[DIRECTIONS FOR THIS TASK]:
What you return should be every record, retyped without a single change.
★ ★ ★
PR #19069, opened 2025-12-26
sources/ldap: implement nested group parentship sync

krejcar25:
## Details

Release 2025.12 brought many-to-many group inheritance. This PR builds on that, and adds true nested group synchronisation from LDAP. `LDAPSource` model fields were renamed to reflect this, and membership sync now runs through both user and group objects in LDAP reflects directory inheritance structure in Authentik.

If accepted, this PR resolves #9460.

---

## Checklist

-   [x] Local tests pass (`ak test authentik/`)
-   [x] The code has been formatted (`make lint-fix`)

If an API change has been made

-   [x] The API schema has been updated (`make gen-build`)

If changes to the frontend have been made

-   [x] The code has been formatted (`make web`)

If applicable

-   [x] The documentation has been updated
-   [x] The documentation has been formatted (`make docs`)

PR #13796, opened 2025-04-07
sources/ldap: add source connections

rissson:
## Details

Needs #13797

---

## Checklist

-   [ ] Local tests pass (`ak test authentik/`)
-   [ ] The code has been formatted (`make lint-fix`)

If an API change has been made

-   [ ] The API schema has been updated (`make gen-build`)

If changes to the frontend have been made

-   [ ] The code has been formatted (`make web`)

If applicable

-   [ ] The documentation has been updated
-   [ ] The documentation has been formatted (`make website`)

PR #21392, opened 2026-04-05
sources/ldap: Switch to new connection tracking, deprecated attribute-based connection

BeryJu:
this is a requirement for https://github.com/goauthentik/authentik/pull/19069

We've been tracking user/group-source connections with proper connection objects since https://github.com/goauthentik/authentik/commit/7fd35b1dfcf550d414da13cf205d98823c76445b (https://github.com/goauthentik/authentik/pull/13796), but we still use `ldap_uniq` in the attributes of the user/group to match users for sync.

This switches the logic around to use the connection object first, with a fallback for the old setup (this shouldn't really occur). The goal is to eventually get rid of the `LDAP_UNIQUENESS` constant.

This also contains the UI to show user/group connections and the ability to create those connections manually, mainly so we can adjust the error message to point to that new form, instead of the old attribute.

cc @krejcar25

### DIFF
--- a/authentik/sources/ldap/sync/membership.py
+++ b/authentik/sources/ldap/sync/membership.py
@@ -8,7 +8,11 @@ from ldap3 import SUBTREE
 from ldap3.utils.conv import escape_filter_chars
 
 from authentik.core.models import Group, User
-from authentik.sources.ldap.models import LDAP_DISTINGUISHED_NAME, LDAP_UNIQUENESS, LDAPSource
+from authentik.sources.ldap.models import (
+    LDAP_DISTINGUISHED_NAME,
+    GroupLDAPSourceConnection,
+    LDAPSource,
+)
 from authentik.sources.ldap.sync.base import BaseLDAPSynchronizer
 from authentik.tasks.models import Task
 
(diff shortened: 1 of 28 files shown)


web/src/admin/sources/ldap/LDAPSourceGroupList.ts
```diff
@@ -0,0 +1,87 @@
+import "#elements/forms/DeleteBulkForm";
```
rissson, line 1: I think this is something we want to do for all sources actually.

authentik/sources/ldap/sync/membership.py
```diff
@@ -104,13 +108,15 @@ def get_group(self, group_dict: dict[str, Any]) -> Group | None:
...
+            )
             if not groups.exists():
                 if self._source.sync_groups:
                     self._task.info(
                         f"Group does not exist in our DB yet, run sync_groups first: '{group_dn}'",
                         group=group_dn,
                     )
                 return None
-            self.group_cache[group_uniq] = groups.first()
+            self.group_cache[group_uniq] = groups.first().group
```
rissson, line 121:
```suggestion
            group_source_connection = GroupLDAPSourceConnection.objects.filter(identifier=group_uniq).select_related(
                "group"
            ).first()
if group_source_connection is None:
if self._source.sync_groups:
self._task.info(
f"Group does not exist in our DB yet, run sync_groups first: '{group_dn}'",
group=group_dn,
)
return None
            self.group_cache[group_uniq] = group_source_connection.group
```
saves a db query, but this is really nitpicking at this point

rissson (approved):
overall looks good, I haven't read the tests though.

web/src/admin/sources/ldap/LDAPSourceGroupList.ts
BeryJu: well, we kinda do, ish

for sources like kerberos/ldap/scim it makes sense to have here, but for OAuth/SAML I think it makes more sense on the individual users' page? or Maybe both I suppose

rissson: Yeah probably both for all sources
★ ★ ★
[OUTPUT OF THE EXERCISE]:
PR #19069, opened 2025-12-26
sources/ldap: implement nested group parentship sync

krejcar25:
## Details

Release 2025.12 brought many-to-many group inheritance. This PR builds on that, and adds true nested group synchronisation from LDAP. `LDAPSource` model fields were renamed to reflect this, and membership sync now runs through both user and group objects in LDAP reflects directory inheritance structure in Authentik.

If accepted, this PR resolves #9460.

---

## Checklist

-   [x] Local tests pass (`ak test authentik/`)
-   [x] The code has been formatted (`make lint-fix`)

If an API change has been made

-   [x] The API schema has been updated (`make gen-build`)

If changes to the frontend have been made

-   [x] The code has been formatted (`make web`)

If applicable

-   [x] The documentation has been updated
-   [x] The documentation has been formatted (`make docs`)

PR #13796, opened 2025-04-07
sources/ldap: add source connections

rissson:
## Details

Needs #13797

---

## Checklist

-   [ ] Local tests pass (`ak test authentik/`)
-   [ ] The code has been formatted (`make lint-fix`)

If an API change has been made

-   [ ] The API schema has been updated (`make gen-build`)

If changes to the frontend have been made

-   [ ] The code has been formatted (`make web`)

If applicable

-   [ ] The documentation has been updated
-   [ ] The documentation has been formatted (`make website`)

PR #21392, opened 2026-04-05
sources/ldap: Switch to new connection tracking, deprecated attribute-based connection

BeryJu:
this is a requirement for https://github.com/goauthentik/authentik/pull/19069

We've been tracking user/group-source connections with proper connection objects since https://github.com/goauthentik/authentik/commit/7fd35b1dfcf550d414da13cf205d98823c76445b (https://github.com/goauthentik/authentik/pull/13796), but we still use `ldap_uniq` in the attributes of the user/group to match users for sync.

This switches the logic around to use the connection object first, with a fallback for the old setup (this shouldn't really occur). The goal is to eventually get rid of the `LDAP_UNIQUENESS` constant.

This also contains the UI to show user/group connections and the ability to create those connections manually, mainly so we can adjust the error message to point to that new form, instead of the old attribute.

cc @krejcar25

### DIFF
--- a/authentik/sources/ldap/sync/membership.py
+++ b/authentik/sources/ldap/sync/membership.py
@@ -8,7 +8,11 @@ from ldap3 import SUBTREE
 from ldap3.utils.conv import escape_filter_chars
 
 from authentik.core.models import Group, User
-from authentik.sources.ldap.models import LDAP_DISTINGUISHED_NAME, LDAP_UNIQUENESS, LDAPSource
+from authentik.sources.ldap.models import (
+    LDAP_DISTINGUISHED_NAME,
+    GroupLDAPSourceConnection,
+    LDAPSource,
+)
 from authentik.sources.ldap.sync.base import BaseLDAPSynchronizer
 from authentik.tasks.models import Task
 
(diff shortened: 1 of 28 files shown)


web/src/admin/sources/ldap/LDAPSourceGroupList.ts
```diff
@@ -0,0 +1,87 @@
+import "#elements/forms/DeleteBulkForm";
```
rissson, line 1: I think this is something we want to do for all sources actually.

authentik/sources/ldap/sync/membership.py
```diff
@@ -104,13 +108,15 @@ def get_group(self, group_dict: dict[str, Any]) -> Group | None:
...
+            )
             if not groups.exists():
                 if self._source.sync_groups:
                     self._task.info(
                         f"Group does not exist in our DB yet, run sync_groups first: '{group_dn}'",
                         group=group_dn,
                     )
                 return None
-            self.group_cache[group_uniq] = groups.first()
+            self.group_cache[group_uniq] = groups.first().group
```
rissson, line 121:
```suggestion
            group_source_connection = GroupLDAPSourceConnection.objects.filter(identifier=group_uniq).select_related(
                "group"
            ).first()
if group_source_connection is None:
if self._source.sync_groups:
self._task.info(
f"Group does not exist in our DB yet, run sync_groups first: '{group_dn}'",
group=group_dn,
)
return None
            self.group_cache[group_uniq] = group_source_connection.group
```
saves a db query, but this is really nitpicking at this point

rissson (approved):
overall looks good, I haven't read the tests though.

web/src/admin/sources/ldap/LDAPSourceGroupList.ts
BeryJu: well, we kinda do, ish

for sources like kerberos/ldap/scim it makes sense to have here, but for OAuth/SAML I think it makes more sense on the individual users' page? or Maybe both I suppose

rissson: Yeah probably both for all sources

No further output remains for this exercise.